**Work order**. Print out the entries exactly, and include each one.

**Data extracts**.
"""

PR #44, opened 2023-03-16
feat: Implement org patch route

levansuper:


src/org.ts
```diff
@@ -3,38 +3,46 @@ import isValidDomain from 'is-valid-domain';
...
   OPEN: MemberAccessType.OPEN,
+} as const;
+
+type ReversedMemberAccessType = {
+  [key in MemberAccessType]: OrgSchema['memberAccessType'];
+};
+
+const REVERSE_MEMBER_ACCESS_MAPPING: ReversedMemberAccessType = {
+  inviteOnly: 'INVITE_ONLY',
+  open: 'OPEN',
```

"""

**Response**.
PR #44, opened 2023-03-16
feat: Implement org patch route

levansuper:


src/org.ts
```diff
@@ -3,38 +3,46 @@ import isValidDomain from 'is-valid-domain';
...
   OPEN: MemberAccessType.OPEN,
+} as const;
+
+type ReversedMemberAccessType = {
+  [key in MemberAccessType]: OrgSchema['memberAccessType'];
+};
+
+const REVERSE_MEMBER_ACCESS_MAPPING: ReversedMemberAccessType = {
+  inviteOnly: 'INVITE_ONLY',
+  open: 'OPEN',
```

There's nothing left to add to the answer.